Find the string "versions" in the records. Copy each line that has it.

** LISTED ENTRIES follows **

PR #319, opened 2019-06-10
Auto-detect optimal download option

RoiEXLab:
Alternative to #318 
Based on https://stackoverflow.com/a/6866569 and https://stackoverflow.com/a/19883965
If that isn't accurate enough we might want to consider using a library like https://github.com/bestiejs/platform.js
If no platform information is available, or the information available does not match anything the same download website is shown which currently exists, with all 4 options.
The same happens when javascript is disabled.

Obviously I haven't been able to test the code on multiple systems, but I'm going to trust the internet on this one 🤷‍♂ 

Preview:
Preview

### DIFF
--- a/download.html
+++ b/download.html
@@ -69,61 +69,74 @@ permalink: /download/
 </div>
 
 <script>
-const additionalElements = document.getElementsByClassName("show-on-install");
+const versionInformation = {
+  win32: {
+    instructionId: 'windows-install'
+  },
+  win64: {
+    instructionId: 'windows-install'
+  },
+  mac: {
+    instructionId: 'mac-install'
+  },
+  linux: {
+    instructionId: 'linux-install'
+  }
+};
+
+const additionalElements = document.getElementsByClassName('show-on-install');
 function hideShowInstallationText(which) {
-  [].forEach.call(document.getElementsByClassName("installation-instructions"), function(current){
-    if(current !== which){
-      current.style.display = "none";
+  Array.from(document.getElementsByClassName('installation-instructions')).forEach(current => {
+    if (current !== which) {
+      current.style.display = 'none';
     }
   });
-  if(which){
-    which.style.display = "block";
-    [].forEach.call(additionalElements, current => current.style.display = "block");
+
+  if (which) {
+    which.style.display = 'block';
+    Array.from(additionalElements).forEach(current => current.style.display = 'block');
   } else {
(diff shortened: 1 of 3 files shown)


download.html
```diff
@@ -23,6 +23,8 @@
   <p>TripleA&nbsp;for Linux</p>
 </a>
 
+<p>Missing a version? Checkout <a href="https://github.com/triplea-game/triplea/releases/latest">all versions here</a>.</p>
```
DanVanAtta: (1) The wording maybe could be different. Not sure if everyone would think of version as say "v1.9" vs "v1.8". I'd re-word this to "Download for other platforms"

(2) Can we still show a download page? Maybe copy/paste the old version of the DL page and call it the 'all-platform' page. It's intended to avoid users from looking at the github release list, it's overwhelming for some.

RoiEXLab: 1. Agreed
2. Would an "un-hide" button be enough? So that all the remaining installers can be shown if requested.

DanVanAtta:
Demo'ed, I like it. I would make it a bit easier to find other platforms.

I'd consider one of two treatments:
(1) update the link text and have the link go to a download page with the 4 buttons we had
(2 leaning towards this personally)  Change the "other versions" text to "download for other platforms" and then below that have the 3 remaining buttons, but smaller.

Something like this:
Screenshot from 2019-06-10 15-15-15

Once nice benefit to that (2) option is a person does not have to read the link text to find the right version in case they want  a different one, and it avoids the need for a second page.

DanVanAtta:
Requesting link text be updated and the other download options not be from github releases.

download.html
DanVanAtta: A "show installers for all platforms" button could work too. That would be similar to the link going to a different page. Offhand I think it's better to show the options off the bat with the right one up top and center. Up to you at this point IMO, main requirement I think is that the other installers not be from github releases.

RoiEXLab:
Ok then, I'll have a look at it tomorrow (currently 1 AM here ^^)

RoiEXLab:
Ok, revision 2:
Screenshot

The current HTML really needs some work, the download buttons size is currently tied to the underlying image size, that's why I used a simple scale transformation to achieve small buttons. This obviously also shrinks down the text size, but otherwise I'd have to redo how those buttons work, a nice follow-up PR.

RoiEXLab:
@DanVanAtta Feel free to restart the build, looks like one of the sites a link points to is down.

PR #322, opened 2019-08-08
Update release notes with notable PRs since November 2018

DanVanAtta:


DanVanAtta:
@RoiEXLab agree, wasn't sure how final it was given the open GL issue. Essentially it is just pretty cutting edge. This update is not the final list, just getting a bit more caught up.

** End of LISTED ENTRIES **

RESPONSE BOX:
+<p>Missing a version? Checkout <a href="https://github.com/triplea-game/triplea/releases/latest">all versions here</a>.</p>
(2 leaning towards this personally)  Change the "other versions" text to "download for other platforms" and then below that have the 3 remaining buttons, but smaller.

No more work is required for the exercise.